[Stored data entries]
* * * * * * *
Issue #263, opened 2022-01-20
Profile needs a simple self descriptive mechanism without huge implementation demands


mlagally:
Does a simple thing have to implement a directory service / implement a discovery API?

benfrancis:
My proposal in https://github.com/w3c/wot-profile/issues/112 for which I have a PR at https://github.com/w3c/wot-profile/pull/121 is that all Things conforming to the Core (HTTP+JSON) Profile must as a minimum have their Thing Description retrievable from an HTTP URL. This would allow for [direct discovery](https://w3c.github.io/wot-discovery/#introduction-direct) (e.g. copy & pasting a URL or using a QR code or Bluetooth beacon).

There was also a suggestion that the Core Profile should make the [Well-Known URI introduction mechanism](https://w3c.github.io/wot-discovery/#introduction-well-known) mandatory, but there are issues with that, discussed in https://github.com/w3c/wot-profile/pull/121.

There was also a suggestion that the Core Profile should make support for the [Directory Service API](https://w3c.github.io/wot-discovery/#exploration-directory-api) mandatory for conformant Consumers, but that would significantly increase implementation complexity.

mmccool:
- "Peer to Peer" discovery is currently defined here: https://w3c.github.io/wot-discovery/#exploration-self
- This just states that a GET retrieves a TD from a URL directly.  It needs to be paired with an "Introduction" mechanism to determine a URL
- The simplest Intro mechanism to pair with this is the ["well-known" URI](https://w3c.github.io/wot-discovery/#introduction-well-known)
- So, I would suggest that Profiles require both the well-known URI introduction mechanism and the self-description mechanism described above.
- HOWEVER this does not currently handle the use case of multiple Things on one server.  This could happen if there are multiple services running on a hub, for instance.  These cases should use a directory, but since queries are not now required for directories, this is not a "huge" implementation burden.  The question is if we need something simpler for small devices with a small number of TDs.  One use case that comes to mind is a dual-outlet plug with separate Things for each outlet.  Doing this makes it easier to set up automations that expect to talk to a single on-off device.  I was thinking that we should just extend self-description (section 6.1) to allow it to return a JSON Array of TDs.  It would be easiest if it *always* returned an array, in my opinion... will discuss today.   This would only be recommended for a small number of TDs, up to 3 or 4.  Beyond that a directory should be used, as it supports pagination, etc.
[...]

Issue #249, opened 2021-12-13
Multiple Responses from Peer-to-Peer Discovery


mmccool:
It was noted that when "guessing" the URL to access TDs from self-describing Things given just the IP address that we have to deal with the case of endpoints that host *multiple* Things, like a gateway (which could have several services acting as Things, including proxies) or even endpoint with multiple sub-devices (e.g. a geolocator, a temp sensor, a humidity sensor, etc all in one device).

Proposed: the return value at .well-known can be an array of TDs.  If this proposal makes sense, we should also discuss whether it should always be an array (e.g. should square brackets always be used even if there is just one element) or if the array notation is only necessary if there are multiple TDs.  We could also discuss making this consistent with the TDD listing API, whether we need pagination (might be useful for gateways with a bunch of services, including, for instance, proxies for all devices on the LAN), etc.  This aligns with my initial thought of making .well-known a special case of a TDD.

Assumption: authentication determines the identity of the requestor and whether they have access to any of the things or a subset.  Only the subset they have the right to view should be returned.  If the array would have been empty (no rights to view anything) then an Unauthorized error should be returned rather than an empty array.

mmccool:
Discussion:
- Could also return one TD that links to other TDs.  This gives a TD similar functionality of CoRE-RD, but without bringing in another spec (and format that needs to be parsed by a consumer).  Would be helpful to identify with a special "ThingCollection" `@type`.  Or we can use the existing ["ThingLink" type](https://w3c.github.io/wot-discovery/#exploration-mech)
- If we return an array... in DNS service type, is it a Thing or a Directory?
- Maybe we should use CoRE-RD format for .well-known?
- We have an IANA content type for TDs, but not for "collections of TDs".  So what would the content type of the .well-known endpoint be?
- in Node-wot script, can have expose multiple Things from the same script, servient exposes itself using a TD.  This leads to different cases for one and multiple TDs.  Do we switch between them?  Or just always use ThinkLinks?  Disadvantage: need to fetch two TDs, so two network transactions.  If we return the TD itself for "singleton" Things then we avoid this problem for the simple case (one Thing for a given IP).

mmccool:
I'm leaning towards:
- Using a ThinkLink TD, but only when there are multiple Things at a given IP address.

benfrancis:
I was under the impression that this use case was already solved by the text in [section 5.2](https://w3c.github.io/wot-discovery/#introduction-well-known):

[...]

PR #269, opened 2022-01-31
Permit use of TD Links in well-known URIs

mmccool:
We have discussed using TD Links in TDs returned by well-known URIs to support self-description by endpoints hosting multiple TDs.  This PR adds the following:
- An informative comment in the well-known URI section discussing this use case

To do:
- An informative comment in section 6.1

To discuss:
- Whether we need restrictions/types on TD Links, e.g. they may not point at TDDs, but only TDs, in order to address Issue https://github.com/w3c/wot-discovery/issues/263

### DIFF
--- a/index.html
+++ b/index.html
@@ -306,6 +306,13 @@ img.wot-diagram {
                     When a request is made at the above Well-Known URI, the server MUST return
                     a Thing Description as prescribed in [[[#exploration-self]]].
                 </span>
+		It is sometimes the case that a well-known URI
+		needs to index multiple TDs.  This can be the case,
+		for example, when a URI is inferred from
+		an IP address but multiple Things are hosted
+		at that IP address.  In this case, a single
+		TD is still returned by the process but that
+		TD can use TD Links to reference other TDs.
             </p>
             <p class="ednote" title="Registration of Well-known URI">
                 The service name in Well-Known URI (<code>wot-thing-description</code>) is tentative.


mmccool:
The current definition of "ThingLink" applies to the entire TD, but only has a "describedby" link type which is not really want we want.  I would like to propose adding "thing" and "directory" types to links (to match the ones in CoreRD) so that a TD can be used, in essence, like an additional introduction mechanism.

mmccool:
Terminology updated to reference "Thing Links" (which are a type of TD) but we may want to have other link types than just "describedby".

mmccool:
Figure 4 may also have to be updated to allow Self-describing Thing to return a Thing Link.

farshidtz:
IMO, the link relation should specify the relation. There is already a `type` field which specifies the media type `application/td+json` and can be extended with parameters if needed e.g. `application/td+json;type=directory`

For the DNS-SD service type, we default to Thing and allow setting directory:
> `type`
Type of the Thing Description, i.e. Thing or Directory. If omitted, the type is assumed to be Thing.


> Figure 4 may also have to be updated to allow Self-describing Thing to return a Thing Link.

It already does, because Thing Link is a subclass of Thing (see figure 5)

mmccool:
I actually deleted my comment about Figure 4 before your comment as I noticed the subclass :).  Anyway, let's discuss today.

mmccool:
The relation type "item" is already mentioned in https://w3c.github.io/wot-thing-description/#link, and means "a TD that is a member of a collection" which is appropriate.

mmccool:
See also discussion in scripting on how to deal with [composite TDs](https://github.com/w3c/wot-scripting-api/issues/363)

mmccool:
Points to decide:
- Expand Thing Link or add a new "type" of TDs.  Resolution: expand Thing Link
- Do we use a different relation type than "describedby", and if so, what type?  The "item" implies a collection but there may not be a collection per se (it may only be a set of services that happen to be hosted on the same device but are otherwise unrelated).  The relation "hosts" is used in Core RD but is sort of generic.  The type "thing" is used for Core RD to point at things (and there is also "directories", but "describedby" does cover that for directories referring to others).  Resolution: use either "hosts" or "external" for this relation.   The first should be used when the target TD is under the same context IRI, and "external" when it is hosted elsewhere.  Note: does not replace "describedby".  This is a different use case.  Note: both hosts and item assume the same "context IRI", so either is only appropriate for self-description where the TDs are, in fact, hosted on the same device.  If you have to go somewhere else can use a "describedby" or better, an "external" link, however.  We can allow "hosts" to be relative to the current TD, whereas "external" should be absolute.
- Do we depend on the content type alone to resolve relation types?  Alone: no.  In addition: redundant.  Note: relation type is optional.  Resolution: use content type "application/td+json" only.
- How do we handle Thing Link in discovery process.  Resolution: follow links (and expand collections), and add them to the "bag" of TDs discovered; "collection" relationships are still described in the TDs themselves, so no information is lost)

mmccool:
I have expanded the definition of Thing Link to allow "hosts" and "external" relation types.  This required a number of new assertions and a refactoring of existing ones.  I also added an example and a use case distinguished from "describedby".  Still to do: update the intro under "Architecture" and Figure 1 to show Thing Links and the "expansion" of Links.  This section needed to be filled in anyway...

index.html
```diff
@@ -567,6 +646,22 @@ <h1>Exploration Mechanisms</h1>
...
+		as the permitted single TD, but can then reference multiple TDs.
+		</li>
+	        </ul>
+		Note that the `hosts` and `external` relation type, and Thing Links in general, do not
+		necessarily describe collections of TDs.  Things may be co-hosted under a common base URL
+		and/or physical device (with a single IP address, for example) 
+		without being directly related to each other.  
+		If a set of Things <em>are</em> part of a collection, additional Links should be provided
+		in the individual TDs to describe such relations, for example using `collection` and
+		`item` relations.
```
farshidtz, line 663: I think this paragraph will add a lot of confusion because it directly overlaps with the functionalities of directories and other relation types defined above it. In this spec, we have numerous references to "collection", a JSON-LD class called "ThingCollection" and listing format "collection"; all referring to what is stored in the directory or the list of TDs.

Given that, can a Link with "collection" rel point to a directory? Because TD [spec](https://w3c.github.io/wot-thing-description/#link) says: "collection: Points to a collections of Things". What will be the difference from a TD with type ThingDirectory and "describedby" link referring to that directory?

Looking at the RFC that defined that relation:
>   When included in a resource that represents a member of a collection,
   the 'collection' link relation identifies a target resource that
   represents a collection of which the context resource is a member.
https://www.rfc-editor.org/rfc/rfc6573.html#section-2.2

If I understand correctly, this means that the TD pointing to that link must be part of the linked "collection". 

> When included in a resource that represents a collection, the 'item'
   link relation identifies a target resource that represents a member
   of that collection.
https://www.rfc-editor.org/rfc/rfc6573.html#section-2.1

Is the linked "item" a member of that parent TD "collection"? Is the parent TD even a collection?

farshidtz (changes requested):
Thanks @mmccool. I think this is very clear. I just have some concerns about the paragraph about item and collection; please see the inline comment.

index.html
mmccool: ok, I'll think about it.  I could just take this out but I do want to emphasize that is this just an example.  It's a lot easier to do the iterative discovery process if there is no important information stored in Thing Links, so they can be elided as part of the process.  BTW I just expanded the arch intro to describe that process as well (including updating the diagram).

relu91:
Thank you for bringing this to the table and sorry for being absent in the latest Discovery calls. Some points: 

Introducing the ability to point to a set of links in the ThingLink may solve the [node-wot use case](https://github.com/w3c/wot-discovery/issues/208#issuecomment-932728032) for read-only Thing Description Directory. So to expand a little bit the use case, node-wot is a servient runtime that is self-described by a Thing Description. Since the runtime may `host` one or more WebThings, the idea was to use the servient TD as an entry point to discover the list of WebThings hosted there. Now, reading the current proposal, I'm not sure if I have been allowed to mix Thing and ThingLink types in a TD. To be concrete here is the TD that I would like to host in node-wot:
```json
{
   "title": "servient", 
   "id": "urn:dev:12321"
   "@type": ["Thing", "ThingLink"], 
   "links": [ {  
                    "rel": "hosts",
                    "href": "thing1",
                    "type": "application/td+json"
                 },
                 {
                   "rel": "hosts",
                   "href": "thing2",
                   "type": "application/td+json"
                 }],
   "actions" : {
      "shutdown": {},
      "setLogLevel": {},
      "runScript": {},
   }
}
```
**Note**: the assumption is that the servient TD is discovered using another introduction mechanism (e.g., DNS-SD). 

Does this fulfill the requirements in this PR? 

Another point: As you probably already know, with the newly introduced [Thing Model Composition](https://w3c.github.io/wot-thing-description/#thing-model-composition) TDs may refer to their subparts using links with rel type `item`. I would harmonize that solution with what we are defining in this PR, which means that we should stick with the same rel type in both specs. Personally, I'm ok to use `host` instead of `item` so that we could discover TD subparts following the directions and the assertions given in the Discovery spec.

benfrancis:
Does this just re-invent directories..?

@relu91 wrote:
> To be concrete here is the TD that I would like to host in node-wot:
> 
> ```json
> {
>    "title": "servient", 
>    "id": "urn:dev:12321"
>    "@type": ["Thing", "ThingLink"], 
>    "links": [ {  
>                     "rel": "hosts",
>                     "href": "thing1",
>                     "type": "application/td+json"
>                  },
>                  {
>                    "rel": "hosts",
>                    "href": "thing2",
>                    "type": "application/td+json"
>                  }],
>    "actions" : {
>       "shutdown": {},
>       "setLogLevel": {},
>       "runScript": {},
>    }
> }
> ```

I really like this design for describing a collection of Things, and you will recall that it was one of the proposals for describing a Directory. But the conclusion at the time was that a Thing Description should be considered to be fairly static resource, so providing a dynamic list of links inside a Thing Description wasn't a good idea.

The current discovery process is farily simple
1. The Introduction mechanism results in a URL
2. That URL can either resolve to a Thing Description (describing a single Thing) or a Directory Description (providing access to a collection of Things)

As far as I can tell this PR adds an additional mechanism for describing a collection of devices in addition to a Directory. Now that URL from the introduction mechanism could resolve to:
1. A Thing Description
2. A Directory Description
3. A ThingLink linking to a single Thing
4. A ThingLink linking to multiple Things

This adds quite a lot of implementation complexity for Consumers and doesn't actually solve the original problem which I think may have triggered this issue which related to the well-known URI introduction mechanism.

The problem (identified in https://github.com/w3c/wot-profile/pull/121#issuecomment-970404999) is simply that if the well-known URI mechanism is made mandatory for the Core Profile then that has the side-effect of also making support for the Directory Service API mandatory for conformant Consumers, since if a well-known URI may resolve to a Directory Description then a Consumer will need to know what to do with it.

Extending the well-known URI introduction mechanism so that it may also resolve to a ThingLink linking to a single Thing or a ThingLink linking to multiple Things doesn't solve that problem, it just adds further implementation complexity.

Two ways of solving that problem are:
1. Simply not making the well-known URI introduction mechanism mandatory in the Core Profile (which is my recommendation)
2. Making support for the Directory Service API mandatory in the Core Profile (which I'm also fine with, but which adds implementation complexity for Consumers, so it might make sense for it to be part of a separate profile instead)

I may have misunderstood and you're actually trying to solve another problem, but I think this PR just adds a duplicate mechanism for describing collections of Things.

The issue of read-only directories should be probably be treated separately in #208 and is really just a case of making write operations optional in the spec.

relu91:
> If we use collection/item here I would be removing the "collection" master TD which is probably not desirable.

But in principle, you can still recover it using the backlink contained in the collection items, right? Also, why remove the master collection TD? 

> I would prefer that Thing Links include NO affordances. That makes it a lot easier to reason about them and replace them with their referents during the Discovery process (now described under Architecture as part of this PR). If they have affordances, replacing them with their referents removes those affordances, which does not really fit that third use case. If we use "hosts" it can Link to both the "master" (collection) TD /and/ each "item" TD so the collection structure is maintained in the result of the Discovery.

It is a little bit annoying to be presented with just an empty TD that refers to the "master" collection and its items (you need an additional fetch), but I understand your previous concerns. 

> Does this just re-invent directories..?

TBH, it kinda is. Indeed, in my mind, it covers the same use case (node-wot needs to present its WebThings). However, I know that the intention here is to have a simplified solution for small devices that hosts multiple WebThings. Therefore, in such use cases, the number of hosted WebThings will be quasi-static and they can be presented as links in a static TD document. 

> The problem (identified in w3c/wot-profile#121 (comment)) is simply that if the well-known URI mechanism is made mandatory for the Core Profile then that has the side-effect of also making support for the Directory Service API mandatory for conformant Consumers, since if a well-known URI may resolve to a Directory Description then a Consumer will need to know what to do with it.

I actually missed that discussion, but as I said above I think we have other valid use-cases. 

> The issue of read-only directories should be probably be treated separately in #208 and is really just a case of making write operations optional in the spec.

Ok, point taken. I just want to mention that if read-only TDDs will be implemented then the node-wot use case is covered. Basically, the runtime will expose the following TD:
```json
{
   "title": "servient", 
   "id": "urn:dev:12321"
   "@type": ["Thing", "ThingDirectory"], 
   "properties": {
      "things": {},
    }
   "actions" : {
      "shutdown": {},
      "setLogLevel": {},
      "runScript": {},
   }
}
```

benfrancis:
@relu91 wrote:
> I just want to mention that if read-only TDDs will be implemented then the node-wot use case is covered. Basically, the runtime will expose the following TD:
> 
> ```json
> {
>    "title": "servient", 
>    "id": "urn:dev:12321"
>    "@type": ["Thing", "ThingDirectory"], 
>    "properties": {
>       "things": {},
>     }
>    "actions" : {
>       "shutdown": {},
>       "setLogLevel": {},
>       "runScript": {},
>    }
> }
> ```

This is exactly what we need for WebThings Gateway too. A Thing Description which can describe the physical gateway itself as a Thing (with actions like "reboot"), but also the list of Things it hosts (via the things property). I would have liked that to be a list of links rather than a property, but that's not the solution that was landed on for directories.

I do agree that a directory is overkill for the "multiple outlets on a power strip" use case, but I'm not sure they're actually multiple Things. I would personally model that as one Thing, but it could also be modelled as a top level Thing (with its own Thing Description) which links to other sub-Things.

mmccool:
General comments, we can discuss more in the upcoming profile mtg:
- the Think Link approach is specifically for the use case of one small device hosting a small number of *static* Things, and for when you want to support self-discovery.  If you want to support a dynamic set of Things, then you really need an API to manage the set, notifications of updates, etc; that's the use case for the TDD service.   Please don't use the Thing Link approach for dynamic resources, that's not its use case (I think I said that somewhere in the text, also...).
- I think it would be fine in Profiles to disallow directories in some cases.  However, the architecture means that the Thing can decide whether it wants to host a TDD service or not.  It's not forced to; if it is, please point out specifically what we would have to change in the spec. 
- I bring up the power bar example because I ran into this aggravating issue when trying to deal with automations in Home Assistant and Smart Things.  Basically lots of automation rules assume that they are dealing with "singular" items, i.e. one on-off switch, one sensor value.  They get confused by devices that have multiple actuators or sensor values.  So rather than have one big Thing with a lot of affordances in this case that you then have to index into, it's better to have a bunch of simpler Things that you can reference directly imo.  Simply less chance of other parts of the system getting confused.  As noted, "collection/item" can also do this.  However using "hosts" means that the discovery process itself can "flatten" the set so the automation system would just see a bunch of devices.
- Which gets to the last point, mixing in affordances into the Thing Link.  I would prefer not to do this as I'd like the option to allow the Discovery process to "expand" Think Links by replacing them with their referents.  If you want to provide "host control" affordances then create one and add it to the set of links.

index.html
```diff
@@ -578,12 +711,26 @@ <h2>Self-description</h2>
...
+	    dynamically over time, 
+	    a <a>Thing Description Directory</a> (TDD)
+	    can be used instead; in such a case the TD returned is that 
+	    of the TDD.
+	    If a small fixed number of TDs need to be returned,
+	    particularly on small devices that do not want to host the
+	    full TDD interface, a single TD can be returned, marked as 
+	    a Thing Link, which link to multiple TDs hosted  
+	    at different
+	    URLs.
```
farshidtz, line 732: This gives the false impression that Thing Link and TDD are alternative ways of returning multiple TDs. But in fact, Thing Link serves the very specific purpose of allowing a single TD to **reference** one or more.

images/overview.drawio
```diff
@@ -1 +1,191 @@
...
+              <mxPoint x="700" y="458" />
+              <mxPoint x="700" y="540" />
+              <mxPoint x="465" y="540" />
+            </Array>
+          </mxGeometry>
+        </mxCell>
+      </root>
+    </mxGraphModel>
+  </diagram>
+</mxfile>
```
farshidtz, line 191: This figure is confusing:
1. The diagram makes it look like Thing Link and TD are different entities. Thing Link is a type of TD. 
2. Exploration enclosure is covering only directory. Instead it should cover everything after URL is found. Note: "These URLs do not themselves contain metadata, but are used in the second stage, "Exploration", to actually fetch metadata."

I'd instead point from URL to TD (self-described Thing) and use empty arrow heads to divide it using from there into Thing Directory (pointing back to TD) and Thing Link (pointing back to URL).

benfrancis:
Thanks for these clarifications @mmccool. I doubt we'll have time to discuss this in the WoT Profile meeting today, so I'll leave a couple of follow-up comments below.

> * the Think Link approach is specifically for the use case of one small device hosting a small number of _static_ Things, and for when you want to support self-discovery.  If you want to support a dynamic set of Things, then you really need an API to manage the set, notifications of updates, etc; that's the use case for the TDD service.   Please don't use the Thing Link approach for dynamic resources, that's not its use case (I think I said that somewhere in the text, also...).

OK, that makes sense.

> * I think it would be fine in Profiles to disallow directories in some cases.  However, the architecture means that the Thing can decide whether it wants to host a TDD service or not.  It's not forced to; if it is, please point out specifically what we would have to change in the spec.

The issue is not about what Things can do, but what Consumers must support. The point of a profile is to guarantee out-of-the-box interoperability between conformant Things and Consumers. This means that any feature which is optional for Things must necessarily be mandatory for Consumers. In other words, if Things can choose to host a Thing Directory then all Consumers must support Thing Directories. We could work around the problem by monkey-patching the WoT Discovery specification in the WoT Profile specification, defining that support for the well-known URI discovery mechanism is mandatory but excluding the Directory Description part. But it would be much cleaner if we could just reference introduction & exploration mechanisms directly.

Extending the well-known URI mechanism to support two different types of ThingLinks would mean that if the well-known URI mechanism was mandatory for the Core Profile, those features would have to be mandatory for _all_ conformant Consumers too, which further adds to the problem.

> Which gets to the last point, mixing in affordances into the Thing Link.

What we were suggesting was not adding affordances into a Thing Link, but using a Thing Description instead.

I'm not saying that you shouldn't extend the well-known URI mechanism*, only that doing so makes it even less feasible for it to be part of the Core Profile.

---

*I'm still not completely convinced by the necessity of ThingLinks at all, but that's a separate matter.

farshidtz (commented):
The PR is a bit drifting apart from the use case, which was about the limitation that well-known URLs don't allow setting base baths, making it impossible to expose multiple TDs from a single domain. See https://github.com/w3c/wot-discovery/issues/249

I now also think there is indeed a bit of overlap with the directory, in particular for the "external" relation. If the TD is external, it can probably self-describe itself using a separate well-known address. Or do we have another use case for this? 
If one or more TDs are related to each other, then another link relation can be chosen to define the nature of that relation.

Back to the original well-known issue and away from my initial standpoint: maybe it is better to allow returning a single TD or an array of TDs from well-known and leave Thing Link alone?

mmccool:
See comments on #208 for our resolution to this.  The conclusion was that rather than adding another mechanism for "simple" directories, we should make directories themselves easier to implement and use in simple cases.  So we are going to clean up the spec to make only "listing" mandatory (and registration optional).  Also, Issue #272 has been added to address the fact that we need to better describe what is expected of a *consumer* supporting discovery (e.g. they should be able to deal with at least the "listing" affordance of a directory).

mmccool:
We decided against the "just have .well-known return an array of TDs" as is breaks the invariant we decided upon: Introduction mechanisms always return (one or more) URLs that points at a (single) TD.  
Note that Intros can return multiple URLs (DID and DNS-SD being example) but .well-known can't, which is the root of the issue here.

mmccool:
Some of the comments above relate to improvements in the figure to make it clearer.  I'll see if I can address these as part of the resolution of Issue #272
* * * * * * *
ACTIVITY: For the lines above, output exactly those from the line containing "4. A ThingLink linking to multiple Things" through the line containing "This adds quite", and skip the others.

TASK RESULT:
4. A ThingLink linking to multiple Things

This adds quite a lot of implementation complexity for Consumers and doesn't actually solve the original problem which I think may have triggered this issue which related to the well-known URI introduction mechanism.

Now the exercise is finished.